Naar inhoud springen

Smakelijkheid

Uit Wikipedia, de vrije encyclopedie
Een boterham van zacht witbrood met zout en zoet beleg (pindakaas en jam) geldt als heel smakelijk, want makkelijk te eten.

Smakelijkheid (Engels: palatability) is de mate waarin de smaak en textuur van voedsel en drank als aanvaardbaar of aangenaam in de mond wordt ervaren. Smakelijkheid hangt samen met eigenschappen als vochtgehalte en korrelgrootte en de hoeveelheid en combinatie van voedingsstoffen zoals vezels en lipiden.
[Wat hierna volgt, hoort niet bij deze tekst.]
PR #981, opened 2023-09-12
Docs: adds v18 and v19 notices to core and console upgrade guides

ZPain8464:
Fixes https://github.com/pomerium/internal/issues/1526


desimone (approved):
Added a bunch of backports; lmk if they make sense.

kenjenkins (approved):

ZPain8464:
@desimone I'd have to update the v20 - v22 Upgrade Guides formatting. In these releases, we're using the "Since 0.22.0" header scheme, but we updated v23 to be "0.23.0". I can push separate PRs to update these three versions, though.

PR #1019, opened 2023-10-02
fix helm guide formatting

### LINKED ISSUE #996: Some of the Helm guide content appears mangled
Page: https://www.pomerium.com/docs/guides/helm

It looks like some of the page markup displays within a code block:

Screen Shot 2023-09-19 at 10 22 35 AM

It looks like this may have been caused by some bad formatting changes introduced along with https://github.com/pomerium/documentation/commit/dd2a6a97ba964b70764392571d756a084d97d168.

## What's the resolution?

We could fix the formatting issues, but alternatively should we go ahead and delete the Helm guide altogether? If I understand correctly we no longer maintain a Helm chart for Pomerium. Should we remove this guide page at some point?

kenjenkins:
Some of the Helm guide Markdown was indented too far, causing it to be rendered as a code block. Update the formatting to restore this guide content.

Fixes #996.

### DIFF
--- a/content/docs/guides/helm.mdx
+++ b/content/docs/guides/helm.mdx
@@ -174,7 +174,7 @@ If you haven't already, install cert-manager and create a CA issuer. You can fol
     :::
 
     <details>
-    <summary>Default Certificate</summary>
+<summary>Default Certificate</summary>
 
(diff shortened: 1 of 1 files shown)


ZPain8464 (changes requested):
If we can find a way to format that's compatible with prettier, we can get the pre-commit check to pass.

ZPain8464 (approved):

Issue #1007, opened 2023-09-29
Footer newsletter sign-up form text has poor contrast in dark mode


kenjenkins:
Page: n/a

## What's incorrect or missing

The colors of the footer newsletter sign-up form do not change in dark mode, making the "Your email is safe with us" text nearly illegible.

<img width="341" alt="Screen Shot 2023-09-29 at 9 47 25 AM" src="https://github.com/pomerium/documentation/assets/51246568/35b265da-1336-4499-9f63-c665fb806cad">

## What's the resolution?

We should update this form to use different colors in dark mode.

PR #1024, opened 2023-10-02
Docs: updates footer ns color

ZPain8464:
I used the same var() function we use for Footer Links to toggle font color based on the dark/light theme. This seems to work well. 

Fixes https://github.com/pomerium/documentation/issues/1007


desimone:
Screenshot 2023-11-28 at 1 27 35 PM

src/css/custom.css
```diff
@@ -127,7 +127,7 @@
 }
 
 .text-slate\/60 {
-  color: rgb(67 84 101 / 0.6);
+  color: var(--ifm-footer-color);
```
desimone, line 130: What does this look like for you?

desimone (changes requested):

src/css/custom.css
ZPain8464: SCR-20231219-piak

ZPain8464: The button could use a `{cursor: pointer}` rule as well so the mouse switches from the arrow to the glove.

ZPain8464:
I updated it, now it looks like this: 
footer-contrast

src/css/custom.css
```diff
@@ -127,7 +127,7 @@
 }
 
 .text-slate\/60 {
```
kenjenkins, line 129: I think the rule name is a little odd: it feels like this was the name of a specific color. Should we consider renaming this rule if it's going to apply a theme color instead?

ZPain8464:
@kenjenkins i updated the rule name, but not sure it's any more effective than the last one. Open to suggestions, also curious what the best practice is here in terms of CSS naming conventions?

src/css/custom.css
```diff
@@ -126,7 +126,7 @@
   text-align: center;
 }
 
-.text-slate\/60 {
+.text-email\/60 {
```
kenjenkins, line 129: nit: let's drop the "\/60" part too

(My guess is that "slate/60" was a color name from some color system that we're not really using.)

kenjenkins (approved):

desimone (approved):

PR #1109, opened 2023-12-14
Docs: updates k8s settings to use new name convention

ZPain8464:
@wasaga I've updated all the settings I could based on what we discussed. I have a list of settings we need to discuss that I'll fix in a follow-up PR. 

Related to https://github.com/pomerium/internal/issues/1630

### DIFF
--- a/content/docs/reference/routes/allow-any-authenticated-user.mdx
+++ b/content/docs/reference/routes/allow-any-authenticated-user.mdx
@@ -47,7 +47,7 @@ Enable **Any Authenticated User** in the **Policy Builder** in the Console:
 </TabItem>
 <TabItem value="Kubernetes" label="Kubernetes">
 
-| **Annotation name**                       | **Type**  | **Default** | **Usage**    |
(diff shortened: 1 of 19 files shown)


content/docs/reference/routes/allow-any-authenticated-user.mdx
```diff
@@ -47,7 +47,7 @@ Enable **Any Authenticated User** in the **Policy Builder** in the Console:
 </TabItem>
 <TabItem value="Kubernetes" label="Kubernetes">
 
-| **Name**                       | **Type**  | **Default** | **Usage**    |
+| **Annotation name**            | **Type**  | **Default** | **Usage**    |
```
wasaga, line 50:
```suggestion
| [**Annotation name**](/docs/deploy/k8s/ingress#annotations)            | **Type**  | **Default** | **Usage**    |
```

wasaga (changes requested):
What I suggest is

1. link parameter header to CRD explanation
2. link annotation header to Ingress annotation explanations

wasaga (approved):

PR #1138, opened 2024-01-05
Docs: adds allow sign-out URL step to Cognito

### LINKED ISSUE #1134: Docs: Update Cognito guide for v25
Update the Cognito IdP guide to inform users to allow the following sign-out URL: `https://{AUTHENTICATE_DOMAIN}/.pomerium/signed-out`

Related to this [comment](https://github.com/pomerium/pomerium/pull/4896#discussion_r1442322165).

ZPain8464:
Fixes #1134

### DIFF
--- a/content/docs/identity-providers/cognito.mdx
+++ b/content/docs/identity-providers/cognito.mdx
@@ -75,8 +75,8 @@ If you need to make changes after creating your pool, be aware that some setting
    | **Field** | **Description** |
    | --- | --- |
    | Enabled Identity Providers | Choose **Cognito User Pool**, unless you have set up another **Identity Provider** (eg SAML) |
-   | Allowed sign-out URLs | https://authenticate_domain/.pomerium/signed_out |
-   | Callback URL(s) | https://authenticate_service_url/oauth2/callback |
+   | Allowed sign-out URLs | `https://{AUTHENTICATE_DOMAIN}/.pomerium/signed_out` |
+   | Callback URL(s) | `https://authenticate_service_url/oauth2/callback` |
    | Allowed OAuth Flows | Authorization code grant |
    | Allowed OAuth Scopes | Email, OpenID, Profile |
 
--- a/content/docs/identity-providers/cognito.mdx
+++ b/content/docs/identity-providers/cognito.mdx
@@ -85,6 +85,14 @@ If you need to make changes after creating your pool, be aware that some setting
 
 You can choose whether to use your own **Domain Name**, or use an AWS-provided one. The AWS-provided domain names are in the format `https://${DOMAIN-PREFIX}.auth.${AWS-REGION}.amazoncognito.com`
 
+### Configure allowed sign-out URLs
+
+Add the special Pomerium sign-out URL to Cognito's **Allowed sign-out URLs** list:
+
+`https://{AUTHENTICATE_DOMAIN}/.pomerium/signed-out`
+
+If you don't add the Pomerium sign-out URL to Cognito's allowed list, you will encounter an error when signing out of your application.
+
 ## Pomerium Configuration
 
 Once you have configured AWS Cognito, configure Pomerium to connext to it:
--- a/content/docs/identity-providers/cognito.mdx
+++ b/content/docs/identity-providers/cognito.mdx
@@ -91,7 +91,7 @@ Add the special Pomerium sign-out URL to Cognito's **Allowed sign-out URLs** lis
 
 `https://{AUTHENTICATE_DOMAIN}/.pomerium/signed-out`
 
-If you don't add the Pomerium sign-out URL to Cognito's allowed list, you will encounter an error when signing out of your application.
+If you don't add the Pomerium sign-out URL to Cognito's allowed list, you will encounter an error when signing out of Cognito.
 
 ## Pomerium Configuration
 
--- a/content/docs/identity-providers/cognito.mdx
+++ b/content/docs/identity-providers/cognito.mdx
@@ -89,7 +89,7 @@ You can choose whether to use your own **Domain Name**, or use an AWS-provided o
 
 Add the special Pomerium sign-out URL to Cognito's **Allowed sign-out URLs** list:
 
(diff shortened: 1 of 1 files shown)


content/docs/identity-providers/cognito.mdx
```diff
@@ -85,6 +85,14 @@ If you need to make changes after creating your pool, be aware that some setting
 
 You can choose whether to use your own **Domain Name**, or use an AWS-provided one. The AWS-provided domain names are in the format `https://${DOMAIN-PREFIX}.auth.${AWS-REGION}.amazoncognito.com`
 
+### Configure allowed sign-out URLs
+
+Add the special Pomerium sign-out URL to Cognito's **Allowed sign-out URLs** list:
+
+`https://{AUTHENTICATE_DOMAIN}/.pomerium/signed-out`
+
+If you don't add the Pomerium sign-out URL to Cognito's allowed list, you will encounter an error when signing out of your application.
```
ZPain8464, line 94:
```suggestion
If you don't add the Pomerium sign-out URL to Cognito's allowed list, you will encounter an error when signing out of Cognito.
```

content/docs/identity-providers/cognito.mdx
```diff
@@ -85,6 +85,14 @@ If you need to make changes after creating your pool, be aware that some setting
 
 You can choose whether to use your own **Domain Name**, or use an AWS-provided one. The AWS-provided domain names are in the format `https://${DOMAIN-PREFIX}.auth.${AWS-REGION}.amazoncognito.com`
 
+### Configure allowed sign-out URLs
+
+Add the special Pomerium sign-out URL to Cognito's **Allowed sign-out URLs** list:
+
+`https://{AUTHENTICATE_DOMAIN}/.pomerium/signed-out`
```
kenjenkins, line 92: I think this should really be `signed_out`, with an underscore rather than a hyphen.

ZPain8464: @kenjenkins were you able to confirm that `signed_out` is correct?

kenjenkins: It's `signed_out` in the handler endpoint code here: https://github.com/pomerium/pomerium/blob/c84a251c933dd674211d0a96605e56abcb63fde1/authenticate/handlers.go#L91.

Denis has updated it in in his pending changelog PR as well: https://github.com/pomerium/pomerium/pull/4896/commits/4dd88595f1a42fedc426605564182bc62afa60f2.

ZPain8464, line 92:
```suggestion
`https://{AUTHENTICATE_DOMAIN}/.pomerium/signed_out`
```

content/docs/identity-providers/cognito.mdx
```diff
@@ -85,6 +85,14 @@ If you need to make changes after creating your pool, be aware that some setting
 
 You can choose whether to use your own **Domain Name**, or use an AWS-provided one. The AWS-provided domain names are in the format `https://${DOMAIN-PREFIX}.auth.${AWS-REGION}.amazoncognito.com`
 
+### Configure allowed sign-out URLs
```
kenjenkins, line 88: Sorry, one other question: would it make more sense for this to be included in the table with the other client settings (in step 3)? It seems similar to the "Callback URL(s)" setting. (Note: I haven't actually seen the Cognito settings page, so I don't actually know what order these settings appear in there.)

ZPain8464: @kenjenkins I thought that would've been a good place for the URL as well, but like you I haven't been able to see the settings page. I referenced @wasaga 's screenshot in https://github.com/pomerium/pomerium-zero/issues/1385. I think this would be the cleaner option, though.

kenjenkins: I created my own AWS account and tried to go through the process of setting up a user pool in Cognito. Here's a screenshot from what I think is the relevant settings page:

Screen Shot 2024-01-08 at 1 48 25 PM

Based on that screenshot, I think it would make sense to put 'Allowed sign-out URLs' right after the 'Allowed callback URLs' row (line 78 above).

It looks like some of the other settings have been renamed ('OAuth 2.0 grant types' instead of 'Allowed OAuth Flows' and 'OpenID Connect scopes' instead of 'Allowed OAuth Scopes'). I'll file a separate issue for that.

ZPain8464:
@kenjenkins I'm aware there is some inconsistency with our example URLs in this guide. We can address that in the Cognito refresh ticket. For now, I just want to add this documentation for v0.25.

content/docs/identity-providers/cognito.mdx
```diff
@@ -75,7 +75,8 @@ If you need to make changes after creating your pool, be aware that some setting
    | **Field** | **Description** |
    | --- | --- |
    | Enabled Identity Providers | Choose **Cognito User Pool**, unless you have set up another **Identity Provider** (eg SAML) |
-   | Callback URL(s) | https://authenticate_service_url/oauth2/callback |
+   | Allowed sign-out URLs | `https://{AUTHENTICATE_DOMAIN}/.pomerium/signed_out` |
+   | Callback URL(s) | `https://authenticate_service_url/oauth2/callback` |
```
kenjenkins, line 79: We should pick a single placeholder for the authenticate domain here, right? Let's pick just one of either `{AUTHENTICATE_DOMAIN}` or `authenticate_service_url` and use it consistently.

```suggestion
   | Allowed callback URLs | `https://{AUTHENTICATE_DOMAIN}/oauth2/callback` |
   | Allowed sign-out URLs | `https://{AUTHENTICATE_DOMAIN}/.pomerium/signed_out` |
```

It might even make sense to emphasize that users need to replace this placeholder with the actual domain they're using, e.g. on line 73:

> In the settings for **Pomerium** app, put in the following details (replace `{AUTHENTICATE_DOMAIN}` with the actual domain you will use for the [Authenticate Service URL](https://www.pomerium.com/docs/reference/authenticate-service-url)):

ZPain8464: @kenjenkins good call, I implemented it.

kenjenkins (approved):

PR #1145, opened 2024-01-09
Docs: rewrites wildcard processing order example

ZPain8464:
This documentation was added in v0.22, so I added a backport for each  version. Please let me know if the new example makes sense, or if it's incorrect. Suggestions welcome. 

Fixes https://github.com/pomerium/internal/issues/1670
Related to https://github.com/pomerium/internal/issues/1669

### DIFF
--- a/content/docs/reference/routes/from.mdx
+++ b/content/docs/reference/routes/from.mdx
@@ -113,21 +113,38 @@ routes:
     to: tcp://example.com:22
 ```
 
-:::tip **Note**
+### Wildcard processing behavior
 
-Wildcard From Routes (`*`) may take precedence over non-wildcard routes regardless of their ordering, and more specific wildcard routes will take precedence over less specific wildcard routes.
+Pomerium processes routes in the order they are defined in the configuration file. This holds true for external wildcard routes, too.
 
-In the example below, **Route C** will take priority over routes **A** or **B**:
+For example, given the wildcard routes below, if you send a request to `bab.example.com`, Pomerium would redirect the request to `internal_1.com`.
+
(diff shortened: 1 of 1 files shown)


content/docs/reference/routes/from.mdx
```diff
@@ -113,21 +113,38 @@ routes:
     to: tcp://example.com:22
 ```
 
-:::tip **Note**
+### Wildcard processing behavior
 
-Wildcard From Routes (`*`) may take precedence over non-wildcard routes regardless of their ordering, and more specific wildcard routes will take precedence over less specific wildcard routes.
+Pomerium processes routes in the order they are defined in the configuration file. This holds true for external wildcard routes, too.
```
calebdoxsey, line 118: I think the original note was intended to handle this case:

```yaml
routes:
  - from: https://*.example.com
    to: http://1.example.com
  - from: https://www.example.com
    to: http://2.example.com
```

It would appear that route (2) should never be matched as route (1) will always be matched first. However due to the way we setup routing, route (2) may actually get matched, even though it's ordered after route (1). 

Sorry for the confusion.

To put it another way:

> Pomerium processes routes in the order they are defined in the configuration file. However routes which do not contain wildcards (`*`) may take precedence over routes which do contain wildcards.

ZPain8464: Thanks for the clarification, and that makes sense to me. I'll update this to note accordingly.

calebdoxsey (approved):

ZPain8464:
@desimone and/or @kenjenkins either of you care to review this before merging?

desimone:
I'm not close enough to this to give a meaningful review sorry

ssveta7ak (approved):

PR #1156, opened 2024-01-10
Docs: adds core upgrade guide

ZPain8464:


desimone (approved):

content/docs/deploy/core/upgrading.mdx
```diff
@@ -13,6 +13,26 @@ sidebar_position: 10
 
 # Upgrade guide
 
+## 0.25.0
+
+### Breaking
+
+#### Base64-encoded Certificates
+
+Previously, the `certificates` key supported base64-encoded certificates as a value (this option was not documented). We've removed support for base64-encoded certificates for this setting and now require that you only use the certificate file location. To avoid incompatabilities between versions, please update these values accordingly.
```
kenjenkins, line 22: I think cspell is correct here; this should be "incompatibilities".

```suggestion
Previously, the `certificates` key supported base64-encoded certificates as a value (this option was not documented). We've removed support for base64-encoded certificates for this setting and now require that you only use the certificate file location. To avoid incompatibilities between versions, please update these values accordingly.
```

cspell.json
```diff
@@ -66,6 +66,7 @@
     "hsts",
     "httpbin",
     "identityprovider",
+    "incompatabilities",
```
kenjenkins, line 69:
```suggestion
```

kenjenkins (approved):

PR #1169, opened 2024-01-10
Docs: fixes console formatting

ZPain8464:


kenjenkins (approved):
It looks like the v0.24 section goes one level deeper and uses ##### (h5) for the individual items. Do we want v0.25 to be consistent with that?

In tegenstelling tot de smaak van een voedingsmiddel, hangt de smakelijkheid af van persoon tot persoon.

Voeding met veel vetten, suikers, zout en geraffineerde koolhydraten, vaak industrieel bewerkt en geherformuleerd om extra zacht te zijn, wordt hypersmakelijk genoemd (Engels: hyperpalatable food, HPF). Hypersmakelijkheid is een van de eigenschappen van ultrabewerkte voeding en wordt in verband gebracht met een grotere eetlust en gewichtstoename.[1][2]

Smakelijkheid is ook van belang in het onderzoek naar en de productie van dierenvoer, in het bijzonder in de industriële veeteelt waar men dieren zo snel mogelijk wil laten aankomen.